ではどのようにしたら、「帰属意識」は生まれるのでしょうか。
地域に根ざし、人々に愛される場になるには? より良いスタジアムパーク作りのための大きなヒントがありそうです。

同じくバスケットコートを利用する海老原さんは、「いつでも誰でも使える。年齢も国籍も関係ない、もちろん差別もない、また入場料もとらない」ということが重要なのでは、と語ります。

その結果として、現在の代々木公園のコートのように「試合が勝手に自発的に起こり、知らない人同士でも自然にプレイ出来る」環境が整い、ひいてはそれは“カルチャー”と呼べるものにまで昇華しているのではないか、と。

代々木公園陸上競技場、通称「織田フィールド」を利用するランナーの大角さんも、誰にでも無償で開かれた場づくりの大切さを指摘してこう語ります。

「予約なしでお金も払わずに使えるのは全国でも珍しい。
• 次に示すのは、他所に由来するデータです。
PR #431, opened 2017-10-25
[SW-574] Process steam handle and use it for connection to external h…

jakubhava:
…2o cluster

This code still needs to be tested in steam environment.
It allows starting external h2o cluster using steam and then creating H2OContext on it using the following API.
```
import h2osteam
from pysparkling import *

# Get steam reference
l = h2osteam.login('https://steam', 'kuba', 'kuba', verify_ssl=False)
# Create cluster and get the handle
external_cluster_handle = l.start_h2o_cluster('cluster_name', 4)
# Create H2O Context
hc = H2OContext.getOrCreate(spark, external_cluster_handle=external_cluster_handle)
```

In the implementation, we need to get IP address and port of one node in the cluster. The handle contains the ip and port of the proxy so I'm not sure if that will do. We need to test it.

### DIFF
--- a/py/pysparkling/context.py
+++ b/py/pysparkling/context.py
@@ -102,42 +102,59 @@ class H2OContext(object):
 
         self.is_initialized = False
 
+    def __default_h2o_connect(h2o_context, **kwargs):
+        return h2o.connect(ip=h2o_context._client_ip, port=h2o_context._client_port, **kwargs)
+
+
     @staticmethod
-    def getOrCreate(spark, conf=None, verbose=True, **kwargs):
+    def getOrCreate(spark, conf=None, verbose=True, pre_create_hook=None, h2o_connect_hook=__default_h2o_connect, **kwargs):
         """
-         Get existing or create new H2OContext based on provided H2O configuration. If the conf parameter is set then
-         configuration from it is used. Otherwise the configuration properties passed to Sparkling Water are used.
-         If the values are not found the default values are used in most of the cases. The default cluster mode
-         is internal, ie. spark.ext.h2o.external.cluster.mode=false
+        Get existing or create new H2OContext based on provided H2O configuration. If the conf parameter is set then
+        configuration from it is used. Otherwise the configuration properties passed to Sparkling Water are used.
+        If the values are not found the default values are used in most of the cases. The default cluster mode
+        is internal, ie. spark.ext.h2o.external.cluster.mode=false
 
-         param - Spark Context or Spark Session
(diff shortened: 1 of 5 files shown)


py/pysparkling/context.py
```diff
@@ -103,6 +104,30 @@ def getOrCreate(spark, conf=None, **kwargs):
          returns H2O Context
         """
 
+        # When external cluster handle is specified then we need to make sure the configuration
+        # is corresponding to this situation -> We already have H2O cluster running and need to connect to it.
+        # For this we need to use manual cluster start mode, need to know the cloud name and ip address and port of a
+        # single node in this cluster
+        if external_cluster_handle is not None:
```
mmalohlava: Would be great to test this path in cooperation with @CreatureDev . A possible problem i can see, is that we are forwarding comm via steam proxy. Probably not big deal, however, in theory proxy port does not need to be visible on edge node side - we need to just test it.

jakubhava: If I understand correctly, only communication with REST API should be transmitted using steam proxy. The rest of internal communication is done via internal protocol ( h2o client <-> h2o worker nodes) and should not be affected by this.

Just to understand this properly, why the proxy port might not be visible on the edge node ?

py/pysparkling/context.py
```diff
@@ -92,41 +92,58 @@ def __do_init(self, spark_session):
...
             spark_session = SparkSession.builder.getOrCreate()
+        # Get H2OConf
+        if conf is not None:
+            selected_conf = conf
+        else:
+            selected_conf = H2OConf(spark_session)
+
+        # Call pre_create hook
+        if pre_create_hook:
+            pre_create_hook(spark_session, selected_conf)
```
jakubhava: We are passing H2OConf to steam/different service here as an argument - that probably means that steam will need pysparkling dependency

mmalohlava: yes

mmalohlava: https://github.com/h2oai/h2o-secure/commit/fde1bb711328a12d85de1c2e6948bcf406d27f50

jakubhava: cool!

jakubhava:
I brought this on top of current master plus fixed a issue preventing this to build

mmalohlava:
@jakubhava can we merge this one?

jakubhava:
Sure, let me just catch up on this change. Can it wait till the today's steam meeting?

PR #434, opened 2017-10-26
[SW-519] Introduce SW Models into Spark python pipelines

jakubhava:
ColumnPruner, H2OGBM and H2ODeepLearning ( H2OGBM backed by mojo, H2ODeepLearning backed by binary model ) can now be used in PySpark pipelines.

### DIFF
--- a/py/pysparkling/ml/algo.py
+++ b/py/pysparkling/ml/algo.py
@@ -1,0 +1,76 @@
+from pyspark import since, keyword_only
+from pyspark.ml.param.shared import *
+from pyspark.ml.util import JavaMLReadable, JavaMLWritable
+from pyspark.ml.wrapper import JavaEstimator, JavaModel, JavaTransformer, _jvm
+from pyspark.sql import SparkSession
+from pysparkling import *
+from .params import H2OAlgorithmParams
+
+
+class H2OGBM(JavaEstimator, H2OAlgorithmParams, JavaMLReadable, JavaMLWritable):
+
+    @keyword_only
+    def __init__(self, ratio=1.0, featuresCols=[], predictionCol=None):
+        super(H2OGBM, self).__init__()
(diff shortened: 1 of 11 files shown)


jakubhava:
@mmalohlava when you have some free time please have a look.

I still need to make all available arguments to models in scala in python as well but after that it's final.

This makes mojo predictions available from pyspark

py/pysparkling/ml/algo.py
```diff
@@ -0,0 +1,76 @@
...
+    def setParams(self, ratio=1.0, featuresCols=[], predictionCol=None):
+        kwargs = self._input_kwargs
+        return self._set(**kwargs)
+
+    def _create_model(self, java_model):
+        return H2OGBMModel(java_model)
+
+
+class H2OGBMModel(JavaModel, JavaMLWritable, JavaMLReadable):
+    pass
```
mmalohlava: How do i create an instance of `H2OGBMModel` if i have MOJO in hand?

mmalohlava:
+1 for merge

py/pysparkling/ml/algo.py
jakubhava: This I still need to figure out. But I think that we just need to create a helper method on python side similar to ```def createFromMojo(is: InputStream, uid: String = Identifiable.randomUID("mojoModel")): H2OMOJOModel = {```

which would call this method using py4j and then use this as JavaModel

This is jira for it, marked for the release after this one https://0xdata.atlassian.net/browse/SW-611

jakubhava:
https://0xdata.atlassian.net/browse/SW-612 jira for making all args available in python API, also marked for the next release

jakubhava:
thx @mmalohlava for review!

py/pysparkling/ml/algo.py
jakubhava: Already resolved in the latest code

またランニングは《観る》から《やる》へ移行しやすいスポーツなので、気軽にフラッと走れるのは初心者にとっても嬉しく、ランナーの裾野を広げる役割も担っている」

代々木公園を走るランナーをサポートしコミュニケーションの場としても機能する『ランニングステーション』を運営する田原さんは、「地域に根ざした“ホーム感”も大事だが、遠方から代々木公園を走りにやって来る訪問者の視点も大事にしてほしい」と、新しい論点を提起します。

それに呼応してファシリテーターの小泉は、「プレイスメイキングの考え方に立って、その《場》が単なる《スペース》ではなく、意義ある《プレイス》になるためには、人を惹きつけるものがあることが大切」と語りました。

「ストリートバスケで面白いのはプレイだけじゃない。代々木のコートでは、実際にはプレイをしないおじさんおばさんやおじいちゃんおばあちゃん、また若いカップルなど、いろんな人が観て楽しみにやって来る。そうした人達とプレイヤーが雑談をし交流している様子は、他の場所ではなかなか見られない」と海老原さん。これもまた、“人を惹きつけるもの”のひとつでしょう。

今回登壇した皆さんや、来場者の方々のなかには、スタジアム構想によって、こうした大切な場が無くなってしまうのでは、と気がかりのある方も多かったのではないかと思われます。

小泉はこう語り、今回の貴重なトークセッションをまとめました。

「スタジアムを作るにあたって、代々木公園が今持っている多様な、場所としての意味をどう継承、発展していくことが出来るのか、が重要なポイント。スタジアムが利用者にとって“自分たちの場所”になるには、特定の事業者等が案を練りすぎるのではなく、“使う人が自分たちで作り上げられる余地“を残すことが大事だと感じました」

イベント終了後も、パネリストとファシリテーターがステージ脇に残り、目を輝かせて意見交換を続けていた姿が印象的でした。